I don’t come here to read sigs, and I don’t get sad when people leave because they can’t earn a living here at SitePoint (there are places/forums where you can… see DigitalPoint for example, very marketing driven).

All that said, when a poster interests me I too have sometimes looked at their signatures/profile pages. If in Discourse that’s as simple as clicking the poster’s avatar, I don’t see that as a barrier to anyone who has genuine interest in anything one might offer that’s paid, not at all.

I don’t see SitePoint as becoming like SO because SO explicitly says they are a question/answer site, and sometimes a code-review site, and NOT a discussion forum.
SitePoint is a discussion forum, specifically, so I don’t expect SO-style rules at the new SitePoint regarding content.

I’m so super curious what your search engine is for the forums? Something Lucene-based? Something else (Sphinx, Xapian…)? Is it changing in the switch to Discourse?
I saw a really cool thread on another forum (the forums DigitalPoint switched to) where Sean talked about trying out ElasticSearch vs Sphinx for his forums… and really, that would be an awesome blogpost/article for SitePoint if someone would write it.

Back in the day, a bot posted the latest SitePoint article in the forums. Sometimes there was commentary and sometimes there wasn’t.
I wonder if something is planned where a SitePoint article that’s rather in-line with the topics popular on the forums gets interesting comments, that it somehow get incorporated as a topic into the forums (but only if there are already comments)?

I also have a question about the flagging:

on SO, things people downvote doesn’t disappear entirely-- it either gets “folded” (this comment has too many negative votes) away with an opportunity to click it open anyway, or gets greyed out (harder to read).

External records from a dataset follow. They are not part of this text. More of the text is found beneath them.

PR #1951, opened 2026-08-27
refactor(cms): remove the auth bypass

### LINKED ISSUE #1949: CMS: Fix auth provider sync

MrDirkelz:
VITE_AUTH_BYPASS set only the Authorization header, never x-auth-provider-id and never the socket auth, so the API resolved those sessions as anonymous. It rendered a super-admin-shaped UI over a guest API session, which is why it could not be extended past one role.

The Playwright suite it was written for no longer exists in this package — no config, no e2e directory, no @playwright/test dependency, and the test:e2e scripts the README documented are absent. Persona sign-in in playwright-tests covers this properly now.

Two behaviours it suppressed are restored: conditionalAuthGuard actually guards, and registerAuthFailureHandler attaches its connect_error listener. Several call sites simplify, since the remaining isAuthPluginInstalled check was doing the real work.


app/src/auth.ts
```diff
@@ -69,7 +69,15 @@ function consumeForceReauthOnNextLogin(): boolean {
...
-    return /^https?:\/\//.test(domain) ? domain.replace(/\/$/, "") : `https://${domain}`;
+    const withScheme =
+        domain.startsWith("http://") || domain.startsWith("https://")
+            ? domain
+            : `https://${domain}`;
+    // A trailing slash survives into `${authority}/.well-known/openid-configuration`,
+    // which some providers 404 on.
+    let end = withScheme.length;
+    while (end > 0 && withScheme[end - 1] === "/") end -= 1;
+    return withScheme.slice(0, end);
```
ivanslabbert: Is there a simpler way to do this?

app/src/main.ts
```diff
@@ -84,50 +78,10 @@ async function Startup() {
...
-            clearAuthCache();
-            socket.setAuth("", null);
-            if (lastProvider) {
-                await loginWithProvider(lastProvider, { prompt: "login" });
-            } else {
-                openProviderModal();
-            }
-        },
-    );
+    registerAuthFailureHandler();
```
ivanslabbert: Do we need an `await` here?

cms/test-coverage.md
```diff
@@ -103,7 +103,7 @@ These files are excluded in `vitest.config.ts` and do not count toward coverage
 ## Files That Cannot Easily Reach 100%
 
 ### `src/auth.ts` (~50% coverage, up from 24%)
```
ivanslabbert: Measure test coverage and update figure

ivanslabbert (approved):

app/src/auth.ts
MrDirkelz: I checked the alternatives. The indexed scan deliberately removes any number of trailing slashes in linear time without reintroducing the CodeQL polynomial-regex finding. URL.origin is shorter but would silently strip issuer paths such as /realms/acme, while repeatedly slicing would be quadratic. I think the current implementation is the safest option.

cms/test-coverage.md
MrDirkelz: Validated with npx vitest run --coverage src/auth.spec.ts: src/auth.ts is now at 100% for statements, branches, functions, and lines across 56 tests. The summary is also stale (latest CI: 124 test files / 1,042 tests versus 102 / 674 in the document), so this needs a measured documentation update. I am leaving this thread open until that is done.

app/src/main.ts
MrDirkelz: No. registerAuthFailureHandler() is synchronous and returns void; it only attaches the connect_error listener. Awaiting it would not change startup ordering. The asynchronous setupAuth() call immediately below is already awaited.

Either of these (but preferably the first) seem better than removing the post wholesale until someone changes it-- people might flag stuff for various reasons, and not always as a moderation tool.

Does the new SP flagging differentiate between “I disagree with this post”, “this post has bad/incorrect information”, and “this post is spammy” or “this post is cruel/attacking/inappropriate” etc?

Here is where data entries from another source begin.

PR #1953, opened 2026-08-27
APP: video won't play when no audio track matches the app language

johan-bell:
Follow-up to #1938. Two related fixes for videos whose audio tracks don't include the app language (e.g. English).

## 1. Video wouldn't start at all

On such content, clicking play did nothing — playback never started.

**Cause:** #1938 fixed the *disable-every-track* stall by keeping the current track when nothing matches. But if **no track was enabled** at that point (the case for this content), "keep the current track" keeps nothing enabled — and with no enabled audio rendition, HLS never starts.

**Fix:** always enable **exactly one** track. When no track matches the app language, fall back to a default — the track already enabled (the stream default), else the first — via a small tested helper `fallbackTrackIndex`.

## 2. Playback started, then stalled mid-video

With (1) in place the video starts, but stalls a few seconds in. The console shows VHS flagging **audio** segment downloading as excessive and thrashing through every video rendition (480→720→1080→360→240), plus a repeating "Player stalled, attempting to refresh buffer".

**Cause (app-side amplifier):** the `waiting` stall-recovery seeked `currentTime + 0.001` on *every* waiting event and re-applied the audio track. Seeking aborts in-flight HLS segment requests, which is exactly the condition VHS reports as "excessive segment downloading" — so the recovery fed the starvation it was trying to fix, turning a transient hiccup into a hard stall.

**Fix:** throttle the buffer-refresh seek to at most once per 6s, and drop the audio-track re-selection from the `waiting` handler (it's unrelated to buffering and re-touching the track list resets the audio loader).

> Note: the *root* cause of the stall on the `cameroon-test-video` asset is likely media-side — VHS keeps flagging **audio** (not video) segments, so the demuxed audio rendition itself is the bottleneck (slow/heavy segments or poor CDN caching). This PR stops the app from amplifying that, but a genuinely slow audio rendition should also be checked in the convert pipeline.

## Verification

Type-check clean, lint clean, 23 tests pass across `audioTrackLanguage.spec.ts` + `VideoPlayer.spec.ts`. Not device-verified — worth a check on the same staging content that wouldn't start/stalled.

### DIFF
--- a/app/src/components/content/VideoPlayer.vue
+++ b/app/src/components/content/VideoPlayer.vue
@@ -274,23 +274,26 @@ onMounted(async () => {
             }
         });
 
-        // Handle the "waiting" event, which occurs when the player is buffering
+        // Recover from a wedged buffer, but at most once every few seconds. Seeking aborts
+        // in-flight HLS segment requests, so nudging on every "waiting" event feeds the very
+        // buffer starvation it tries to fix — VHS then reports "excessive segment downloading"
+        // and thrashes through renditions. Re-selecting the audio track here is dropped too: it
+        // is unrelated to buffering and re-touching the track list resets the audio loader.
+        let lastStallNudge = 0;
         player.on("waiting", () => {
             const currentTime = player?.currentTime() || 0; // Get the current playback time
             setTimeout(() => {
-                // Check if the player is still stalled after 2 seconds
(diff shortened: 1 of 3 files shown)


ivanslabbert:
Already fixed in #1953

It actually dims it, hides the content, and you can view the content by clicking a link “Show hidden content” or something along those lines. So it isn’t physically removed from the discussion, you do have the ability to see the community flagged it out and you can see the content which may indicate why they flagged it.

However, Staff may review the flags on the given post and physically delete it, if it is spam, not appropriate, etc.

Yes, there are 5 different flag notifications:
See the following illustration
https://meta.discourse.org/t/does-flagging-to-trigger-a-pm-also-cause-a-flag/18145/11?u=cpradio

Ah, nice link. Thanks.

Yes, I figured things could actually-actually be deleted at some point by a mod, was only concerned about the flagging… for example on reddit, some things get downvoted not because they don’t contribute to discussion, but because people want to express that they disagree with the post’s point. Etc. (sort of an anti-thanks).

Another thing that I’ve noticed from Twitter devs playing with things is that sometimes (not so much of forums maybe) it’s nice to have a “private flag” (on twitter called "favourite) which gives you your own list (when logged in) of things you wanted to get back to reading, or to remember someone posted a good link on topic X or whatever.

I saw there’s a heart symbol in Discourse but hearts and kidneys can mean so many different things (Dutch people might get that joke).

Discourse has that too. You can star topics and bookmark posts (at this current time), there are some who think it is crazy to have both options, maybe it is, maybe it isn’t. I use the star topic a lot on Meta (I don’t use the bookmark option).

Once the migration to Discourse has settled down, the plan is to link blog comments with the forums, thus integrating the forums with the posts on sitepoint.com. I’m not sure exactly how it will all work, but that’s certainly in the offing.